# Finally made a crossfade articulation tutorial for C.A.P.S.U.L.E.(and more)



## ProfoundSilence (Jan 18, 2020)

##DISCLAIMER : I DONT WORK FOR ORCHESTRAL TOOLS, NOR HAVE I RECEIVED SO MUCH AS A CRISP HIGH FIVE FROM THEM##[I'm doing this as it's both educational, and hopefully will ensure I get the features I need to continue this kind of setup implemented in future versions of the SINE player]

I'll post a few examples of how I've used this to make custom articulations, the first example will be how I set up my strings - by using 2-3 multi's if needed on 1 channel for a single articulation, setting up the "blank" spots for crossfading - because this allows me to use articulations from entirely different "libraries" or instruments. Practically you could crossfade between bassoon and flute, but that'd be silly. 

I'll be adding a few examples - from the more obvious to the trickery. These tricks SHOULD work with the SINE player whenever they add in blank articulations(and libraries that using this would make sense for). Likewise, any similar articulation crossfading interface with blank spots should function this way.



Example 1 : crossfading between special bows A and berlin strings main - in this case, I use Sul Tasto > Sustains (romantic vibrato) > Sul Pont. This essentially allows me to approximate that natural phrasing of bow position. This is exceptionally useful for "blending" like a real ensemble would. I'm sure some string players are probably angry because my crossfade doesn't make sense to them, but damnit - it's musical - and it feels more like an instrument that's a vessel of expression. 

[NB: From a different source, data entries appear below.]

PR #12, opened 2017-09-18
Refactor supervisor to receive flags

stefanv:
Previously, we had separate configurations for the standard/debug
versions of each service.  Now, the $FLAGS environment variable is
sent to the services that require options instead.

Supervisor cannot handle non-existent environment variables, so
you *have* to specify FLAGS, even if it is empty.  This is addressed
in the Makefile, by modifying the supervisord script to be `FLAGS=$(FLAGS)
supervisord` instead, so that it reuses any existing FLAGS definition,
or defines it as empty otherwise.

This change will necessitate modifications to Cesium and others
relying on baselayer.

### DIFF
--- a/conf/supervisor/app.conf
+++ b/conf/supervisor/app.conf
@@ -1,8 +1,0 @@
-[include]
-files = common.conf
-
-[program:app]
-command=/usr/bin/env python baselayer/services/app.py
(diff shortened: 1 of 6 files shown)


stefanv:
I also snuck in a few PEP8 fixes to watch_logs in there.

Example 2 : crossfading between short notes - 3 libraries this time. I show not only using 3 different libraries, but also different ways you can layer and combine these articulations. You can set them up goin 1 >2 >3 >4, 1-3 and 4 crossfades itself in at 50%, or like my final example - where I crossfade from pizzicato to percussive pizzicato - then crossfade colegno for the last 1/3 of the CC, then Bartok for the last 1/4 of the CC. This causes it to get rapidly more percussive while keeping it's body. I also show how layering these articulations it's useful to use the individual attack settings and volume ranges. 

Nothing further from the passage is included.